* What is needed
Word for word, return the entries listed below.

* Supplied records
PR #171, opened 2015-09-11
pp hot threads backport

paulplace:
This branch is the leveldb work needed to support backporting the hot_threads class to eleveldb.

The corresponding pull request for eleveldb is https://github.com/basho/eleveldb/pull/147.

The thread pool in eleveldb, eleveldb_thread_pool, contains a race condition in the job hand-off code that is the subject of at least one bug report (https://github.com/basho/eleveldb/issues/141). This race condition was addressed in the hot_threads code added to leveldb (https://github.com/basho/leveldb/wiki/mv-hot-threads).

Another bit of refactoring in this branch is to split the reference-counted object base class into a separate class, RefObjectBase, so that it can be used in both eleveldb/c_src/refobjects.h and leveldb/util/thread_tasks.h.

Other work done in this branch supports replacing all pthread_mutex_t and pthread_cond_t variables with the corresponding wrapper classes in the port namespace. One other change included in this branch is to re-enable naming the current thread, which makes core dumps a bit more readable.

Note that a stretch goal for this branch was to refactor the queue monitor thread in hot_threads, removing the need for a semaphore; this work did not happen.


paulplace:
A couple more minor comments about the code in hot_threads.cc:
- pthread_create() loop in HotThreadPool ctor should break in the "else" case to avoid possible loss of ret_val
- check of shutdown_pending() in HotThreadPool::FindWaitingThread() does not short-circuit the do/while loop

util/throttle.cc
```diff
@@ -283,10 +298,20 @@ void ThrottleShutdown()
...
+
+        // lock gThrottleMutex so that we can signal gThrottleCond
+        {
+            MutexLock lock(gThrottleMutex);
+            gThrottleCond->Signal();
+        } // unlock gThrottleMutex
+
         pthread_join(gThrottleThreadId, NULL);
+
+        delete gThrottleCond;
```
matthewvon: Problem:  see util/env_posix.cc function Env::Shutdown().  The throttle object is deleted before the compaction threads.  So routine SetThrottleWriteRate() could still be called after the Condition variable and mutex get deleted / set to NULL.  I feel a segfault.

The question becomes whether or not the Throttle could be deleted after the threads shutdown.  Thinking on that right now.

port/port_posix.cc
```diff
@@ -48,6 +61,19 @@ void CondVar::Wait() {
   PthreadCall("wait", pthread_cond_wait(&cv_, &mu_->mu_));
 }
 
+bool CondVar::Wait(struct timespec* pTimespec) {
+  int result = pthread_cond_timedwait(&cv_, &mu_->mu_, pTimespec);
+  if (0 == result) {
+    return true; // condition variable signaled
```
matthewvon: Did I ever explain why I really, really hate multiple "return" statements in a function?

matthewvon:
sst_rewrite removed.  gThrottleRunning now volatile.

* Exercise output
PR #171, opened 2015-09-11
pp hot threads backport

paulplace:
This branch is the leveldb work needed to support backporting the hot_threads class to eleveldb.

The corresponding pull request for eleveldb is https://github.com/basho/eleveldb/pull/147.

The thread pool in eleveldb, eleveldb_thread_pool, contains a race condition in the job hand-off code that is the subject of at least one bug report (https://github.com/basho/eleveldb/issues/141). This race condition was addressed in the hot_threads code added to leveldb (https://github.com/basho/leveldb/wiki/mv-hot-threads).

Another bit of refactoring in this branch is to split the reference-counted object base class into a separate class, RefObjectBase, so that it can be used in both eleveldb/c_src/refobjects.h and leveldb/util/thread_tasks.h.

Other work done in this branch supports replacing all pthread_mutex_t and pthread_cond_t variables with the corresponding wrapper classes in the port namespace. One other change included in this branch is to re-enable naming the current thread, which makes core dumps a bit more readable.

Note that a stretch goal for this branch was to refactor the queue monitor thread in hot_threads, removing the need for a semaphore; this work did not happen.


paulplace:
A couple more minor comments about the code in hot_threads.cc:
- pthread_create() loop in HotThreadPool ctor should break in the "else" case to avoid possible loss of ret_val
- check of shutdown_pending() in HotThreadPool::FindWaitingThread() does not short-circuit the do/while loop

util/throttle.cc
```diff
@@ -283,10 +298,20 @@ void ThrottleShutdown()
...
+
+        // lock gThrottleMutex so that we can signal gThrottleCond
+        {
+            MutexLock lock(gThrottleMutex);
+            gThrottleCond->Signal();
+        } // unlock gThrottleMutex
+
         pthread_join(gThrottleThreadId, NULL);
+
+        delete gThrottleCond;
```
matthewvon: Problem:  see util/env_posix.cc function Env::Shutdown().  The throttle object is deleted before the compaction threads.  So routine SetThrottleWriteRate() could still be called after the Condition variable and mutex get deleted / set to NULL.  I feel a segfault.

The question becomes whether or not the Throttle could be deleted after the threads shutdown.  Thinking on that right now.

port/port_posix.cc
```diff
@@ -48,6 +61,19 @@ void CondVar::Wait() {
   PthreadCall("wait", pthread_cond_wait(&cv_, &mu_->mu_));
 }
 
+bool CondVar::Wait(struct timespec* pTimespec) {
+  int result = pthread_cond_timedwait(&cv_, &mu_->mu_, pTimespec);
+  if (0 == result) {
+    return true; // condition variable signaled
```
matthewvon: Did I ever explain why I really, really hate multiple "return" statements in a function?

matthewvon:
sst_rewrite removed.  gThrottleRunning now volatile.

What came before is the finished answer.